Given this what is the equivalent of GIGO in terms of an AGI? Surprisingly, the answer is a task or goal. If you provide an AGI with a nonsensical task, it should be intelligent enough to reject it. This said, if you provide an AGI with a task that is subtly nonsensical, we can expect an output that is equally nonsensical. Nonsensical in this respect does not mean that the objective itself does not make sense, just that the objective itself is somewhat crazy. So, GIGO in terms of an AGI should be Crazy In Crazy Out (CICO). An apt description if ever there was one.
For example, suppose I tasked an AGI with global domination. A crazy idea. The solutions that would emerge would be equally crazy. Further, given the infinite complexity of such a solution, the finite response from the AGI itself could never hope to cover all eventualities. As such, we could expect deviation and decay, even if the AGI was continuously receiving feedback and correcting itself.
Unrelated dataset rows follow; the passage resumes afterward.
PR #1395, opened 2025-01-20
Recreate using_templates.md

KVonGit:
- Copied from https://web.archive.org/web/20131014154837/http://quest5.net/wiki/Using_Templates and slightly modified for GH Pages

### DIFF
--- a/docs/using_templates.md
+++ b/docs/using_templates.md
@@ -1,0 +1,95 @@
+---
+layout: index
+title: Using Templates
+---
+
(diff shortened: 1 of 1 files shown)


KVonGit:
There's something about this one that feels off, but I can't put my finger on it.

I am probably imagining things, but here it is in my fork (where I have activated Pages for testing purposes):

https://kvongit.github.io/quest/using_templates.html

The most interesting aspect is what effect this would have on the human population, in that it redefines common sense over time as it needs to build popular support.
So CICO, as a process, is really an amplifier of mental illness and/or nefarious intent. It is also a process that tends to snowball in society, with large scale secondary effects and complex feedback loops.
What prevents and eliminates much of the effects associated with CICO is an ethical framework. An ethical framework prevents many CICO related events by addressing well identified sources of crazy inputs.